Activity
Extract all lines from the data beneath that include the word "just".

Data entries

══════════════════════════════

PR #1212, opened 2020-04-03
Adjoint tti

ofmla:
Adjoint for TTI based on Mathias work https://library.seg.org/doi/abs/10.1190/segam2018-2996274.1 Central FD scheme is used to solve the  TTI  adjoint equation.


examples/seismic/tti/wavesolver.py
```diff
@@ -126,3 +133,78 @@ def forward(self, src=None, rec=None, u=None, v=None, vp=None,
         summary = op.apply(src=src, rec=rec, u=u, v=v,
                            dt=kwargs.pop('dt', self.dt), **kwargs)
         return rec, u, v, summary
+
+    def adjoint(self, rec, srca=None, u=None, v=None, vp=None,
+                epsilon=None, delta=None, theta=None, phi=None,
+                save=False, kernel='centered', **kwargs):
+        """
+        Forward modelling function that creates the necessary
```
georgebisbas, line 141: Description needs to be changed, right?

examples/seismic/tti/operators.py
```diff
@@ -5,31 +5,37 @@
 from devito.finite_differences import centered, first_derivative, transpose
 
 
-def second_order_stencil(model, u, v, H0, Hz):
+def second_order_stencil(m, damp, epsilon, delta, s, u, v, H0, Hz, **kwargs):
```
mloubout, line 8: Not sure why this change, m,damp,... all in model, no need for explicit args.
Also would avoid kwargs and just use `(.., forward=False)` as it is always needed.

examples/seismic/tti/operators.py
```diff
@@ -193,12 +199,22 @@ def kernel_centered_2d(model, u, v, space_order):
...
+    s = model.grid.stepping_dim.spacing
+
+    if kwargs.get('forward', True):
+        Gxx = Gxx_centered_2d(model, u, costheta, sintheta, space_order)
+        Gzz = Gzz_centered_2d(model, v, costheta, sintheta, space_order)
+        return second_order_stencil(m, damp, epsilon, delta, s, u, v, Gxx, Gzz)
+    else:
+        Gxx = Gxx_centered_2d(model, (epsilon*u + delta*v), costheta, sintheta, space_order)
+        Gzz = Gzz_centered_2d(model, (delta*u + v), costheta, sintheta, space_order)
+        return second_order_stencil(m, damp, epsilon, delta, s, u, v, Gxx, Gzz, forward=False)
```
mloubout, line 214: you would avoid the other `if/else` if you compute H0/Hz inside this one and pass it to second_order_stencil:
```
forward: H0 = 1+2epsilon Gxx _ ..., 
adjoint_: H0 = Gxx_...

second_order_stencil(model, H0, Hz)
```

examples/seismic/tti/operators.py
```diff
@@ -193,12 +199,22 @@ def kernel_centered_2d(model, u, v, space_order):
...
 
 
-def kernel_centered_3d(model, u, v, space_order):
+def kernel_centered_3d(model, u, v, space_order, **kwargs):
```
mloubout, line 217: make forwar explicit too, no kargs.

examples/seismic/tti/operators.py
```diff
@@ -399,5 +425,60 @@ def ForwardOperator(model, geometry, space_order=4,
     return Operator(stencils, subs=model.spacing_map, name='ForwardTTI', **kwargs)
 
 
+def AdjointOperator(model, geometry, space_order=4,
+                    save=False, kernel='centered', **kwargs):
```
mloubout, line 429: if staggered not supported kernel should not be there. No save

examples/seismic/tti/operators.py
```diff
@@ -399,5 +425,60 @@ def ForwardOperator(model, geometry, space_order=4,
...
+    """
+    Construct an adjoint modelling operator in an acoustic media.
```
mloubout, line 431: tti not acoustic

examples/seismic/tti/operators.py
```diff
@@ -399,5 +425,60 @@ def ForwardOperator(model, geometry, space_order=4,
...
+    Parameters
+    ----------
+    model : Model
+        Object containing the physical parameters.
+    geometry : AcquisitionGeometry
+        Geometry object that contains the source (SparseTimeFunction) and
+        receivers (SparseTimeFunction) and their position.
+    data : ndarray
+        IShot() object containing the acquisition geometry and field data.
+    time_order : int
```
mloubout, line 442: deperecated.

examples/seismic/tti/operators.py
```diff
@@ -399,5 +425,60 @@ def ForwardOperator(model, geometry, space_order=4,
...
+
+    Parameters
+    ----------
+    model : Model
+        Object containing the physical parameters.
+    geometry : AcquisitionGeometry
+        Geometry object that contains the source (SparseTimeFunction) and
+        receivers (SparseTimeFunction) and their position.
+    data : ndarray
+        IShot() object containing the acquisition geometry and field data.
```
mloubout, line 441: ISHot is from 4 years ago, no data in the function signature.

examples/seismic/tti/operators.py
```diff
@@ -399,5 +425,60 @@ def ForwardOperator(model, geometry, space_order=4,
...
+    time_order : int
+        Time discretization order.
+    space_order : int
+        Space discretization order.
+    """
+
+    dt = model.grid.time_dim.spacing
+    m = model.m
+    time_order = 1 if kernel == 'staggered' else 2
```
mloubout, line 450: No, all staggerd must go and add a warning/error it's nit supported in adjoint.

examples/seismic/tti/operators.py
```diff
@@ -399,5 +425,60 @@ def ForwardOperator(model, geometry, space_order=4,
...
+    else:
+        stagg_u = stagg_v = None
+
+    # Create symbols for forward wavefield, source and receivers
+    u = TimeFunction(name='u', grid=model.grid, staggered=stagg_u,
+                     save=geometry.nt if save else None,
+                     time_order=time_order, space_order=space_order)
+    v = TimeFunction(name='v', grid=model.grid, staggered=stagg_v,
+                     save=geometry.nt if save else None,
+                     time_order=time_order, space_order=space_order)
```
mloubout, line 462: These should not be called u/v to avoid future messy confusion trying to make the gradient. Please follow convention in ref (u/v forward, p/r adjoint)

examples/seismic/tti/wavesolver.py
```diff
@@ -126,3 +133,78 @@ def forward(self, src=None, rec=None, u=None, v=None, vp=None,
         summary = op.apply(src=src, rec=rec, u=u, v=v,
                            dt=kwargs.pop('dt', self.dt), **kwargs)
         return rec, u, v, summary
+
+    def adjoint(self, rec, srca=None, u=None, v=None, vp=None,
+                epsilon=None, delta=None, theta=None, phi=None,
+                save=False, kernel='centered', **kwargs):
```
mloubout, line 139: no kernel, only standard supported.

examples/seismic/tti/wavesolver.py
```diff
@@ -126,3 +133,78 @@ def forward(self, src=None, rec=None, u=None, v=None, vp=None,
...
+            The time-constant velocity.
+        epsilon : Function or float, optional
+            The time-constant first Thomsen parameter.
+        delta : Function or float, optional
+            The time-constant second Thomsen parameter.
+        theta : Function or float, optional
+            The time-constant Dip angle (radians).
+        phi : Function or float, optional
+            The time-constant Azimuth angle (radians).
+        save : int or Buffer
```
mloubout, line 163: no save in adjoint?

examples/seismic/tti/wavesolver.py
```diff
@@ -126,3 +133,78 @@ def forward(self, src=None, rec=None, u=None, v=None, vp=None,
...
+            Option to store the entire (unrolled) wavefield.
+        kernel : str, optional
```
mloubout, line 165: No kernel

examples/seismic/tti/wavesolver.py
```diff
@@ -126,3 +133,78 @@ def forward(self, src=None, rec=None, u=None, v=None, vp=None,
...
+            Type of discretization, centered or shifted.
+
+        Returns
+        -------
+        Receiver, wavefield and performance summary.
+        """
+
+        if kernel == 'staggered':
```
mloubout, line 173: This should go, no adjoint staggered.

examples/seismic/tti/wavesolver.py
```diff
@@ -126,3 +133,78 @@ def forward(self, src=None, rec=None, u=None, v=None, vp=None,
...
+
+        Parameters
+        ----------
+        geometry : AcquisitionGeometry
+            Geometry object that contains the source (SparseTimeFunction) and
+            receivers (SparseTimeFunction) and their position.
+        u : TimeFunction, optional
+            The computed wavefield first component.
+        v : TimeFunction, optional
+            The computed wavefield second component.
```
mloubout, line 152: rename p/r

examples/seismic/tti/wavesolver.py
```diff
@@ -126,3 +133,78 @@ def forward(self, src=None, rec=None, u=None, v=None, vp=None,
...
+            stagg_v = (-dims[0], -dims[1]) if self.model.grid.dim == 3 else (-dims[0])
+        else:
+            time_order = 2
+            stagg_u = stagg_v = None
+        # Source term is read-only, so re-use the default
+        srca = srca or PointSource(name='srca', grid=self.model.grid,
+                                   time_range=self.geometry.time_axis,
+                                   coordinates=self.geometry.src_positions)
+        # Create the forward wavefield if not provided
+        if u is None:
```
mloubout, line 186: rename p/r

examples/seismic/tti/wavesolver.py
```diff
@@ -126,3 +133,78 @@ def forward(self, src=None, rec=None, u=None, v=None, vp=None,
...
+            u = TimeFunction(name='u', grid=self.model.grid, staggered=stagg_u,
+                             save=self.geometry.nt if save else None,
+                             time_order=time_order, space_order=self.space_order)
+        # Create the forward wavefield if not provided
+        if v is None:
+            v = TimeFunction(name='v', grid=self.model.grid, staggered=stagg_v,
+                             save=self.geometry.nt if save else None,
+                             time_order=time_order, space_order=self.space_order)
+
+        if kernel == 'staggered':
```
mloubout, line 196: remove

examples/seismic/tti/operators.py
FabioLuporini: or ``raise NotImplementedError``

examples/seismic/tti/wavesolver.py
ofmla: yes, the dangers of copy-paste practice :P

ofmla:
@mloubout amendments adopted OK. I also add the dot-test to `test\test_adjoint.py`. I wrote a separate test function for the TTI case, I guess  there should be a way of testing both operators Isotropic and anisotropic.

ofmla:
It seems that the dot-test fails for the 3D cases, however I was able to run the `test_adjoint.py` without problems in my workstation. How can I know what was the issue?

ofmla:
> It seems that the dot-test fails for the 3D cases, however I was able to run the `test_adjoint.py` without problems in my workstation. The values for <Ax,y> are huge, so I will take a look.

My workstation --> gcc 4.8.5, python 3.7.6 :heavy_check_mark: 
With newer version of gcc the TTI adjoint test for 3D fails :suspect:

FabioLuporini:
@ofmla you will have to tell us how it fails. It might just be a tolerance issue. Can you paste the whole error trace?

tests/test_adjoint.py
```diff
@@ -59,6 +64,46 @@ def test_adjoint_F(self, mkey, shape, kernel, space_order):
...
         assert np.isclose((term1 - term2)/term1, 0., atol=1.e-12)
 
+    @pytest.mark.parametrize('mkey, shape, space_order', [
+        # 2D tests with varying space orders
+        ('layers', (30, 35), 8), ('layers', (30, 35), 4),
+        # 3D tests with varying space orders
+        ('layers', (30, 35, 40), 8), ('layers', (30, 35, 40), 4),
+        # Constant model in 2D and 3D
+        ('constant', (30, 35), 8), ('constant', (30, 35, 40), 4),
+        ('constant', (30, 35), 8), ('constant', (30, 35, 40), 4),
```
mloubout, line 74: I would avoid to use this model. Putting anisotropy at source location is really bad for this equation so would stick to layers only.

ofmla: Is true, so the `constant-tti` model should be taken out of `demo_model` right?

ofmla:
> @ofmla you will have to tell us how it fails. It might just be a tolerance issue. Can you paste the whole error trace?
> 
> BTW: that compiler really is old... :)

As I said before, the values for  <Ax,y> are huge, the operators run without problems, no segmentation fault problems. I guess the problem is not related to the compiler as I test different versions of gcc in an older version of Devito (31d17f0) installed on a cluster and all tests passed. I think there is some relation with the problem reported by @speglich  at slack (https://devitocodes.slack.com/archives/C1HSXP6KB/p1585856549285900), as I tested the version 12e980c, which seems to be the last version working for his example and it also worked for me (all tests passed). I tried some newer versions i.e, 1a3c3e9 and ccfc9c5 and get errors in the acoustic adjoint tests for `OT4` and 2D TTI adjoin tests (very different values for `<Ax,y>` and `<x, A^Ty>` in some cases or hug e values for `<Ax,y>` ).   What can I do to help?

examples/seismic/tti/wavesolver.py
```diff
@@ -119,10 +129,69 @@ def forward(self, src=None, rec=None, u=None, v=None, vp=None,
...
+        phi : Function or float, optional
+            The time-constant Azimuth angle (radians).
+
+        Returns
+        -------
+        Adjoint source, wavefield and performance summary.
+        """
+
+        time_order = 2
+        stagg_p = stagg_r = None
```
mloubout, line 174: remove

examples/seismic/tti/wavesolver.py
```diff
@@ -119,10 +129,69 @@ def forward(self, src=None, rec=None, u=None, v=None, vp=None,
...
+        # Source term is read-only, so re-use the default
+        srca = srca or PointSource(name='srca', grid=self.model.grid,
+                                   time_range=self.geometry.time_axis,
+                                   coordinates=self.geometry.src_positions)
+        # Create the wavefield if not provided
+        if p is None:
+            p = TimeFunction(name='p', grid=self.model.grid, staggered=stagg_p,
```
mloubout, line 181: remove staggered

tests/test_adjoint.py
```diff
@@ -59,6 +63,43 @@ def test_adjoint_F(self, mkey, shape, kernel, space_order):
...
+                        coordinates=solver.geometry.src_positions)
+
+        # Run forward and adjoint operators
+        rec, _, _, _ = solver.forward(save=False)
+        solver.adjoint(rec=rec, srca=srca)
+
+        # Adjoint test: Verify <Ax,y> matches  <x, A^Ty> closely
+        term1 = np.dot(srca.data.reshape(-1), solver.geometry.src.data)
+        term2 = norm(rec) ** 2
+        info('<Ax,y>: %f, <x, A^Ty>: %f, difference: %4.4e, ratio: %f'
```
mloubout, line 99: Not sure if same above but description is switched, <Ax, y> is `term2` not `term1`

tests/test_adjoint.py
```diff
@@ -59,6 +63,43 @@ def test_adjoint_F(self, mkey, shape, kernel, space_order):
              % (term1, term2, (term1 - term2)/term1, term1 / term2))
         assert np.isclose((term1 - term2)/term1, 0., atol=1.e-12)
 
+    @pytest.mark.parametrize('mkey, shape, space_order', [
+        # 2D tests with varying space orders
+        ('layers', (30, 35), 8), ('layers', (30, 35), 4),
+        # 3D tests with varying space orders
+        ('layers', (30, 35, 40), 8), ('layers', (30, 35, 40), 4),
+    ])
+    def test_adjoint_tti_F(self, mkey, shape, space_order):
```
mloubout, line 72: This can probably be merged with above test with 
`test_adjoint_f(self, mkey, shape, space_order, setup_func)`
and
solver = `setup_func` ....

ofmla:
Requested changes were made @mloubout.

tests/test_adjoint.py
```diff
@@ -49,15 +70,18 @@ def test_adjoint_F(self, mkey, shape, kernel, space_order):
                         coordinates=solver.geometry.src_positions)
 
         # Run forward and adjoint operators
-        rec, _, _ = solver.forward(save=False)
+        if setup_func.__name__ == 'acoustic_setup':
+            rec, _, _ = solver.forward(save=False)
+        else:
+            rec, _, _, _ = solver.forward(save=False)
```
mloubout, line 76: can do `rec = solver.forward(save=False)[0]` as a one line and avoid if/else

tests/test_adjoint.py
```diff
@@ -39,7 +54,13 @@ def test_adjoint_F(self, mkey, shape, kernel, space_order):
         tn = 500.  # Final time
 
         # Create solver from preset
-        solver = acoustic_setup(shape=shape, spacing=[15. for _ in shape], kernel=kernel,
+        if setup_func.__name__ == 'acoustic_setup':
```
mloubout, line 57: does it actually need the if/else? Only difference is `kernel` in the kwargs but I "think" tti would just ignore it no?

ofmla: I think the if/else cannot be avoided as the kwargs passed in `tti_setup` are also passed to the `AnisotropicWaveSolver` function and the `ForwardOperator` has a kernel parameter set by default to centered, so the kernel is a positional parameter in `ForwardOperator`

tests/test_adjoint.py
ofmla: Done

tests/test_adjoint.py
ofmla: I would be passing twice the kernel parameter in ` ForwardOPerator`

ofmla: Sorry, the solution was in my reply ;)

FabioLuporini:
Thanks for this! Merging...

══════════════════════════════

Response to this exercise
Also would avoid kwargs and just use `(.., forward=False)` as it is always needed.
@ofmla you will have to tell us how it fails. It might just be a tolerance issue. Can you paste the whole error trace?
> @ofmla you will have to tell us how it fails. It might just be a tolerance issue. Can you paste the whole error trace?
mloubout, line 57: does it actually need the if/else? Only difference is `kernel` in the kwargs but I "think" tti would just ignore it no?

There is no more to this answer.